Our mother, our mother!
Here is our harvest,
Our fruit, our harvest!
Our mother, our fruit…"
The children laughed as they sang, their bare toes scrabbling forward in the dust as they waddled and hopped. Their dark brown skin was mottled and streaked with painted patterns, some chalk-white, others subtle earth tones. Sweat and dust marred the fine lines of the patterns, not that the children cared. They were only playing. They sang and laughed with the companionable abandon of children who know that the time for real skin painting, when they became adults with adult responsibilities for food and shelter, war and marriage, lay far in the sunny future, after many harvest games such as this.
Saba Mariam, watching from her post beside a jumble of rocks, felt as if she had been wafted back through time. So the children of the Surma had played and sang for countless generations in this sere mountain region of southwest Ethiopia.
She looked down at her hands, the skin dark against the plain khaki of her trousers. She and her recorder were the only jarring notes in this scene out of history, the only intrusion of modernity—though at any time an airplane might roar overhead, causing children and adults alike to pause, like startled deer, before they scampered off to hide.
Saba glanced at her tape recorder, working silently behind a warm gray boulder. The Surma tolerated her strange ways because she did not interfere with them, and she had proved that she was not in fact sent by their age-old enemies, the Bumi. She looked strange to men and women alike, with her ears and lips unpierced. She was, to the Surma, a child walking around in a grown body, for she did not display the ritual markings of a responsible adult, but they dismissed her strangeness with a kind of humorous tolerance.

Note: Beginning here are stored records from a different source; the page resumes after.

PR #5726, opened 2024-06-27
fix: Deal with deleted experiments when restoring from cache

sakoush:
This PR fixes a bug that re-loads deleted experiments after scheduler restarts. This is further complicated by the fact that these reloaded experiments are only visible from the scheduler state and not from kubernetes state. 

The underlying cause was that we didn't check experiments state (whether they are deleted) when restoring from disk on scheduler restarts. We also didnt persist `Delete` status in the local embedded db state.

This PR adds a `Delete` field in the embedded db for experiments, which allows for this check on scheduler restarts.

We also need to consider migration path for the existing db:
 
For migration of the experiment local embedded db to the new version, as we didnt have a delete field to mark whether the experiment is deleted therefore the migration path was to delete all records for experiments (scheduler state) and allow the operator to reload experiments from the records stored in k8s `etcd`.

We added this recovery path to pipelines as well so that if the local db is deleted for any reasons pipelines can be recovered from `etcd`.

This PR also skips loading experiments if they fail validation. Importantly it  will not fail the scheduler from starting if this happens at validating a particular experiment fail. This is something that got exposed by this bug.

Note that for pipelines we do not have a validation step when restoring from disk and it has already a `Deleted`  field  in the pipeline embedded db that can be checked.

### Implementation 

- Added `ExperimentSnapshot` proto in `mlops/scheduler/storage.proto`, that has an extra field `Deleted`  to the experiment protos that we persist on disk so that on restore we can check whether the experiment is deleted. 
- Added also `get` helper from DB (badgerdb) so that we can tests whats stored on disk. I also increased tests coverage while working on this area of the codebase.
- Added controller logic to reload experiments and pipelines if there are no state in scheduler for them (if status grpc call returns with 0 items in the list).
- Added a special record in the embedded db to mark the version so that we can in the future add migration logic more explicitly.
- Increased test coverage for the controller `scheduler` sub-package, more test coverage to come in future PRs.

fixes: INFRA-1055 (internal)

TODO: 

- [x] Add migration path for experiments DB.
- [x] Test in kind setup the migration path.
- [x] Add similar logic for pipelines.


scheduler/pkg/store/experiment/db.go
```diff
@@ -73,12 +75,10 @@ func (edb *ExperimentDBManager) restore(startExperimentCb func(*Experiment) erro
 					return err
 				}
 				experiment := CreateExperimentFromRequest(&snapshot)
-				if err != nil {
-					return err
-				}
 				err = startExperimentCb(experiment)
 				if err != nil {
-					return err
+					// skip restoring the experiment if the callback returns an error
```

Saba had learned to sit quietly, patiently, drawing no attention to herself. After her long stretches of neutral observance, she knew that the people would forget her presence. She would become no more interesting than another boulder, or a patch of scrubby grass, and it was then that she turned on the recorder, making a record of music that had been handed down through families over centuries and centuries of time.
It was good work. Important work. Saba was proud to be one of many who quietly went about recording the songs and myths that had sustained human beings since the cradle of civilization. Progress had brought to the Earth untold advantages, but its pervasive growth was choking off in ever-increasing numbers the very old languages, customs, and cultures of peoples who had lived in harmony with the land since humans first crossed the great continents.

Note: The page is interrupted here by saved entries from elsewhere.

PR #5747, opened 2024-07-09
fix(golang-lint): update lint config file to remove deprecated settings

lc525:
This removes a number of warnings when running recent golangci-lint versions


scheduler/Makefile
lc525, line 1: whitespace-only changes (ignore)

sakoush (approved):

PR #5749, opened 2024-07-11
build(grpc): update Makefile responsible for code generation

lc525:
Allow protoc and the language-specific plugins to be installed at specific versions locally and then use those versions to generate code.

This means we no longer depend on arbitrary versions installed on the system doing the code generation, making this reproducible.

The installs happen in the `apis/tools` directory, if the required tools are not found. Python packages are installed in a virtual environment under `apis/tools/python`

In this first phase, we retain the exact same tool versions that were used to generate the existing protobuf/grpc code. We also apply the licensing headers to those generated files automatically.

Because of a previous mismatch in how those licensing headers were generated, most generated files end up with a minor whitespace difference.

[IMPORTANT]: The kotlin/java codegen for `apis/mlops/v2_dataplane/v2_dataplane.proto` had not been previously generated using the makefile (it seems it was generated as a one-off). This means the version of the codegen tools used was already mismatched compared to the rest. Consequently, this PR adds this code generation to the Makefile, and re-generates the code files in order to bring everything to a consistent version.

**Issue(s) related to this PR**:

- INFRA-1076 - facilitate protobuf/gRPC codegen version updates

**Comments for reviewer**
- Most .pb.go and .kt files have one empty line removed after the license header. This makes them consistent with the other files where automatic licensing headers are being applied.
- Files in `apis/mlops/v2_dataplane/kotlin/*` are newly re-generated and contain non-whitespace differences


apis/Makefile
```diff
@@ -1,12 +1,115 @@
...
+
+################################################################################
+
+MAKEFILE := $(lastword $(MAKEFILE_LIST))
+BASE_DIR := $(realpath $(dir $(MAKEFILE)))
+TOOLS_DIR := $(BASE_DIR)/tools
+
+CMD_WGET   	?= wget
+CMD_UNZIP 	?= unzip
+CMD_GO			?= go
```
sakoush, line 56: nit: extra necessary tab?

sakoush (approved):
LGTM! Thanks for pinning these versions of protos generation, very useful moving forward.

apis/Makefile
```diff
@@ -1,12 +1,115 @@
...
+# https://mvnrepository.com/artifact/io.grpc/protoc-gen-grpc-kotlin
+PROTOC_GEN_KOTLIN_GRPC_VERSION ?= 1.2.1
+PROTOC_GEN_KOTLIN_GRPC_JDK ?= jdk7
+
+
+################################################################################
+
+MAKEFILE := $(lastword $(MAKEFILE_LIST))
+BASE_DIR := $(realpath $(dir $(MAKEFILE)))
+TOOLS_DIR := $(BASE_DIR)/tools
```
sakoush, line 52: nit: should this be `.tools` to make it explicit that these are not files to check in (we are guarded anyway with .gitignore)

lc525: Indeed, I thought of that briefly as well. Will update

PR #5761, opened 2024-07-16
fix(scheduler): Do not report back draining servers for status

sakoush:
There is an issue with "double" counting for models in the case of draining server replicas when then are reported with server statues. While the double counting is initially correct as we are loading models onto a different server replica while having the draining server server traffic. Once the drain process has finished and the draining server removed there is no event that triggers an update to the server statuses to reflect this change. 

As eventually the draining server replica is going to get removed, we decided to just not report draining servers back on server statuses. 

Also added a test to cover this edge case.

Fixes: Infra-1080 (internal)


lc525 (approved):
lgtm

PR #5763, opened 2024-07-17
fix(ci): Update changelog.yml

sakoush:
This PR updates workflow to commit changelog to v2 branch after releases.

Note that we use now [rhysd/changelog-from-release/action@v3](https://github.com/rhysd/changelog-from-release) to create the changelog which is slightly different from `auto-changelog` that is used when creating the releases initially.

Given that we manually update the release notes further, this is fine I think.

adapted from: https://github.com/SeldonIO/MLServer/blob/ce93346302fb3c521e1e92373af8962664370a1a/.github/workflows/publish.yml#L45-L72

### DIFF
--- a/.github/workflows/changelog.yml
+++ b/.github/workflows/changelog.yml
@@ -3,40 +3,37 @@ name: Publish changelog to master on new release
 on:
   release:
     types: [published]
+  workflow_dispatch:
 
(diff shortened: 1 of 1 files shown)


lc525 (approved):
lgtm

It was indeed important work, Saba thought as one very small three-year-old tripped and went rolling in the dust. The song broke up into laughter. The children reformed into their line; one girl at the front began singing again, soon joined by the others, as in the distance a group of mothers and young unmarried women chattered and prepared food.

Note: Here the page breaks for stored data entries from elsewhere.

PR #152, opened 2016-07-05
[merged] Create tmp files in /run and fix SELinux labels

rhatdan:
https://bugzilla.redhat.com/show_bug.cgi?id=1352713 reports some issues
with SELinux and docker-storage-setup.

This fixes attempt to create the content in a /run instead of on /tmp which
prevents potentially hostile users from attacking the script.

The `mv -Z` calls will guarantee the content gets created with the correct
label.

### DIFF
--- a/docker-storage-setup.sh
+++ b/docker-storage-setup.sh
@@ -245,7 +245,7 @@ write_storage_config_file () {
 $storage_options
 EOF
 
-  mv $DOCKER_STORAGE.tmp $DOCKER_STORAGE
+  mv -Z $DOCKER_STORAGE.tmp $DOCKER_STORAGE
 }
 
 create_metadata_lv() {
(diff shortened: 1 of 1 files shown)


rhatdan:
Going through my old pull requests.  Could @rhvgoyal or @shishir-a412ed Look at this.

shishir-a412ed:
LGTM.

shishir-a412ed:
@rhatdan Your title says make temp files in `/run/docker` however you are creating it in `/run`. One of them needs to be updated, not sure which one. Otherwise LGTM.

rhatdan:
Fixed the label on github, the layer in the pull request was correct.

rhvgoyal:
@rhatdan, went through the bug quickly and could not understand what's the core issue. Can you please summarize the issue here and how this patch fixes it. In fact it would be better if it is part of commit message of the bug so that in future somebody can go through it and understand why this piece of code was changed.

rhatdan:
I updated the pull request with updated comments

rhvgoyal:
LGTM

rhvgoyal:
@rh-atomic-bot r+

Important work—and involving work. It kept one busy, which in its turn prevented one from worrying about those things that could not be solved—
As she thought this, she became aware of a sound that perhaps had warned her subliminally of approaching intrusions.
The faint hum, reminiscent of bees bumbling around flowers, resolved into a battered old motorcycle drawing a three-wheeled side car. The rusty machine was probably older than Saba herself.
The children heard it as well. For a moment they all went still, and then their leader dashed through the dust to her mother. The other children followed, some still laughing, others singing bits of song. The mothers gathered their young and vanished into the sun-dried brush.
Saba climbed up on a boulder and shaded her eyes against the great, bloodred late October sun. The driver of the motorcycle revved the engine and zoomed around brush and scraggly trees, halting two meters from Saba's rocks.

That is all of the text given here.